WORK REQUIRED: Each line below has to be output exactly, from first to last.

== INPUT DATA

PR #1212, opened 2018-09-18
Allure reports

DavertMik:
* **Allure reports introduced**
* Introduced **CodeceptJS plugins**
* Added `allure` plugin
* Improved detecting metasteps for BDD and nested steps
* Setting `within` as metastep
* Moved saving a screenshot on failure into `screenshotOnFail` plugin
* Added `stepByStepReporter` plugin which displays simple HTML report with screenshots for each taken step
* Include screenshots of failed tests into allure reports
* Per step screenshots for when `stepByStepReports` plugin is enabled

Documentation is coming


DavertMik:
selection_352

Added screenshot

package.json
```diff
@@ -36,11 +36,13 @@
     "test": "mocha test/unit --recursive && mocha test/runner --recursive"
   },
   "dependencies": {
+    "allure-js-commons": "^1.3.2",
```
APshenkin: Looks like this dep should be in dev dependencies. If I don't need allure repots, I don't want to install it with codeceptjs

DavertMik: It's a very basic package. It doesn't install Allure by itself, only some JS APIs.
I'd rather keep it in package.json to simplify Allure installation. 

In future versions, this will probably be changed.

PR #1214, opened 2018-09-19
Correctly extract default extension

Akxe:
By using this regexp it will correctly match extensions from `config.test`, that fallow format like `./**/*_test.js`, or `./**/*.test.js`. 
Example on [regexer.com](regexr.com/3vo4k)

Also, forcing `_helper.js` extension in JS world is weird, therefor option to make it `.helper.js` would be nice.

### DIFF
--- a/lib/command/generate.js
+++ b/lib/command/generate.js
@@ -26,7 +26,7 @@ module.exports.test = function (genPath) {
   output.print('Creating a new test...');
   output.print('----------------------');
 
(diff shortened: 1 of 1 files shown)


DavertMik:
> Also, forcing _helper.js extension in JS world is weird, therefor option to make it .helper.js would be nice.

Thanks, please create that as an issue for 2.0 version

Akxe:
@DavertMik How do I make issue for 2.0?

PR #778, opened 2017-11-15
add option noreverse

APshenkin:
Add option --noreverse for cli reporter
This option check should we reverse failed steps output or not.

PR #1223, opened 2018-09-24
Improve cli configuration and output

APshenkin:
1. Add new option `notruncate`. If set `true`, cli logs will not be truncated
2. Add new option `noreverse`. If set `true`, CLI failure steps will not be in reversed order (see https://github.com/Codeception/CodeceptJS/pull/778)
3. Add new option `outputStyle`. Supports types: `actor` and `pageObject`.
So now there are several configuration options:
 a. Steps: true, outputStyle: actor. Then in console you will see only I methods calls without pageObject history (as before 1.3.0 release)
 b. Steps: true, Debug: false, outputStyle: pageObject. Then in console you will see pageObjects methods with arguments, but only top level (that are used in Scenario)
 c. Steps: true, Debug: true, outputStyle: pageObject. Then in console you will see pageObjects methods with arguments, with internal calls of pageObjects and I method

so. lets take a look on example:
Test:
```
Scenario.only('Should get network info', async (I, blockchain) => {
  const resp = await blockchain.getBlockchainInfo(200, coin);

  const fee = await blockchain.getRippleFees();

  I.assertEqual(resp.fees, fee);
  I.assertOk(resp.height);
  I.assertOk(resp.height > 12801200);
});
```

a version output:
```
@ripple --
  Should get network info
    I send rabbit request "blockchain.get-blockchain-info", {"network":"XRP"}, {}
    I assert equal "200", 200, "Request 'blockchain.get-blockchain-info' return 200 status, but expected 200"
    I send request "https://s.altnet.rippletest.net:51234/", "POST", {"headers":{"Content-Type":"application/json"},"json":{"method":"server_state"}}
    I assert status code 200, 200
    I assert equal "10", "10"
    I assert ok "12886351"
    I assert ok true
  ✔ OK in 505ms
```

b version output:
```
@ripple --
  Should get network info
    blockchain get blockchain info 200, "XRP"
    blockchain get ripple fees 
    I assert equal "10", "10"
    I assert ok "12886360"
    I assert ok true
  ✔ OK in 355ms
```

c version output:
```
@ripple --
  Should get network info
    blockchain get blockchain info 200, "XRP"
      sbus request body 200, "blockchain.get-blockchain-info", {"network":"XRP"}
          I send rabbit request "blockchain.get-blockchain-info", {"network":"XRP"}, {}
          I assert equal "200", 200, "Request 'blockchain.get-blockchain-info' return 200 status, but expected 200"
    blockchain get ripple fees 
        I send request "https://s.altnet.rippletest.net:51234/", "POST", {"headers":{"Content-Type":"application/json"},"json":{"method":"server_state"}}
        I assert status code 200, 200
    I assert equal "10", "10"
        I assert equal "10", "10"
    I assert ok "12886368"
        I assert ok "12886368"
    I assert ok true
        I assert ok true
  ✔ OK in 1351ms
```


DavertMik:
Sorry I need some more time to get through this )

DavertMik:
Ok, my opinion is in this setup cli reporter is doing too much. 
The code looks over complicated and I don't think I will be able to support it.

I think instead of providing 3 output modes it's better to provide different reporters and the ability to switch between them.

PR #1224, opened 2018-09-24
Make actor type definition useful

Akxe:
By adding type annotation to `customSteps`, we get hint, that `this` is actually `CodeceptJS.I` and therefore we can do much more, while having some type checks.


DavertMik:
Thanks! That should be useful

PR #1238, opened 2018-10-02
fix multiple.parallel.chunks

ngadiyak:
if multiple.parallel.chunks param in codecept.conf.js set as environment variable, codeceptjs throw "chunks is neither a finite number or a valid function".

example:

```
    multiple: {
        parallel: {
            chunks: process.env.CHUNKS || 20,
            ...
        }
```


DavertMik:
Thanks!

PR #1248, opened 2018-10-08
Move Allure screenshot attachment

DevinWatson:
Moving to Allure screenshot attaching inside the screenshot try/catch block

If there is an exception saving a screenshot it should not try and add a file that does not exist to the Allure report.


DavertMik:
Makes sense. Thank you!

PR #1253, opened 2018-10-10
Remove some extra back-ticks in documentation

samwarnick:
I noticed what I assume are some extra back-ticks in the documentation.


DavertMik:
Yep, but this should be placed into docblocks inside source code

====

RESULT:
PR #1212, opened 2018-09-18
Allure reports

DavertMik:
* **Allure reports introduced**
* Introduced **CodeceptJS plugins**
* Added `allure` plugin
* Improved detecting metasteps for BDD and nested steps
* Setting `within` as metastep
* Moved saving a screenshot on failure into `screenshotOnFail` plugin
* Added `stepByStepReporter` plugin which displays simple HTML report with screenshots for each taken step
* Include screenshots of failed tests into allure reports
* Per step screenshots for when `stepByStepReports` plugin is enabled

Documentation is coming


DavertMik:
selection_352

Added screenshot

package.json
```diff
@@ -36,11 +36,13 @@
     "test": "mocha test/unit --recursive && mocha test/runner --recursive"
   },
   "dependencies": {
+    "allure-js-commons": "^1.3.2",
```
APshenkin: Looks like this dep should be in dev dependencies. If I don't need allure repots, I don't want to install it with codeceptjs

DavertMik: It's a very basic package. It doesn't install Allure by itself, only some JS APIs.
I'd rather keep it in package.json to simplify Allure installation. 

In future versions, this will probably be changed.

PR #1214, opened 2018-09-19
Correctly extract default extension

Akxe:
By using this regexp it will correctly match extensions from `config.test`, that fallow format like `./**/*_test.js`, or `./**/*.test.js`. 
Example on [regexer.com](regexr.com/3vo4k)

Also, forcing `_helper.js` extension in JS world is weird, therefor option to make it `.helper.js` would be nice.

### DIFF
--- a/lib/command/generate.js
+++ b/lib/command/generate.js
@@ -26,7 +26,7 @@ module.exports.test = function (genPath) {
   output.print('Creating a new test...');
   output.print('----------------------');
 
(diff shortened: 1 of 1 files shown)


DavertMik:
> Also, forcing _helper.js extension in JS world is weird, therefor option to make it .helper.js would be nice.

Thanks, please create that as an issue for 2.0 version

Akxe:
@DavertMik How do I make issue for 2.0?

PR #778, opened 2017-11-15
add option noreverse

APshenkin:
Add option --noreverse for cli reporter
This option check should we reverse failed steps output or not.

PR #1223, opened 2018-09-24
Improve cli configuration and output

APshenkin:
1. Add new option `notruncate`. If set `true`, cli logs will not be truncated
2. Add new option `noreverse`. If set `true`, CLI failure steps will not be in reversed order (see https://github.com/Codeception/CodeceptJS/pull/778)
3. Add new option `outputStyle`. Supports types: `actor` and `pageObject`.
So now there are several configuration options:
 a. Steps: true, outputStyle: actor. Then in console you will see only I methods calls without pageObject history (as before 1.3.0 release)
 b. Steps: true, Debug: false, outputStyle: pageObject. Then in console you will see pageObjects methods with arguments, but only top level (that are used in Scenario)
 c. Steps: true, Debug: true, outputStyle: pageObject. Then in console you will see pageObjects methods with arguments, with internal calls of pageObjects and I method

so. lets take a look on example:
Test:
```
Scenario.only('Should get network info', async (I, blockchain) => {
  const resp = await blockchain.getBlockchainInfo(200, coin);

  const fee = await blockchain.getRippleFees();

  I.assertEqual(resp.fees, fee);
  I.assertOk(resp.height);
  I.assertOk(resp.height > 12801200);
});
```

a version output:
```
@ripple --
  Should get network info
    I send rabbit request "blockchain.get-blockchain-info", {"network":"XRP"}, {}
    I assert equal "200", 200, "Request 'blockchain.get-blockchain-info' return 200 status, but expected 200"
    I send request "https://s.altnet.rippletest.net:51234/", "POST", {"headers":{"Content-Type":"application/json"},"json":{"method":"server_state"}}
    I assert status code 200, 200
    I assert equal "10", "10"
    I assert ok "12886351"
    I assert ok true
  ✔ OK in 505ms
```

b version output:
```
@ripple --
  Should get network info
    blockchain get blockchain info 200, "XRP"
    blockchain get ripple fees 
    I assert equal "10", "10"
    I assert ok "12886360"
    I assert ok true
  ✔ OK in 355ms
```

c version output:
```
@ripple --
  Should get network info
    blockchain get blockchain info 200, "XRP"
      sbus request body 200, "blockchain.get-blockchain-info", {"network":"XRP"}
          I send rabbit request "blockchain.get-blockchain-info", {"network":"XRP"}, {}
          I assert equal "200", 200, "Request 'blockchain.get-blockchain-info' return 200 status, but expected 200"
    blockchain get ripple fees 
        I send request "https://s.altnet.rippletest.net:51234/", "POST", {"headers":{"Content-Type":"application/json"},"json":{"method":"server_state"}}
        I assert status code 200, 200
    I assert equal "10", "10"
        I assert equal "10", "10"
    I assert ok "12886368"
        I assert ok "12886368"
    I assert ok true
        I assert ok true
  ✔ OK in 1351ms
```


DavertMik:
Sorry I need some more time to get through this )

DavertMik:
Ok, my opinion is in this setup cli reporter is doing too much. 
The code looks over complicated and I don't think I will be able to support it.

I think instead of providing 3 output modes it's better to provide different reporters and the ability to switch between them.

PR #1224, opened 2018-09-24
Make actor type definition useful

Akxe:
By adding type annotation to `customSteps`, we get hint, that `this` is actually `CodeceptJS.I` and therefore we can do much more, while having some type checks.


DavertMik:
Thanks! That should be useful

PR #1238, opened 2018-10-02
fix multiple.parallel.chunks

ngadiyak:
if multiple.parallel.chunks param in codecept.conf.js set as environment variable, codeceptjs throw "chunks is neither a finite number or a valid function".

example:

```
    multiple: {
        parallel: {
            chunks: process.env.CHUNKS || 20,
            ...
        }
```


DavertMik:
Thanks!

PR #1248, opened 2018-10-08
Move Allure screenshot attachment

DevinWatson:
Moving to Allure screenshot attaching inside the screenshot try/catch block

If there is an exception saving a screenshot it should not try and add a file that does not exist to the Allure report.


DavertMik:
Makes sense. Thank you!

PR #1253, opened 2018-10-10
Remove some extra back-ticks in documentation

samwarnick:
I noticed what I assume are some extra back-ticks in the documentation.


DavertMik:
Yep, but this should be placed into docblocks inside source code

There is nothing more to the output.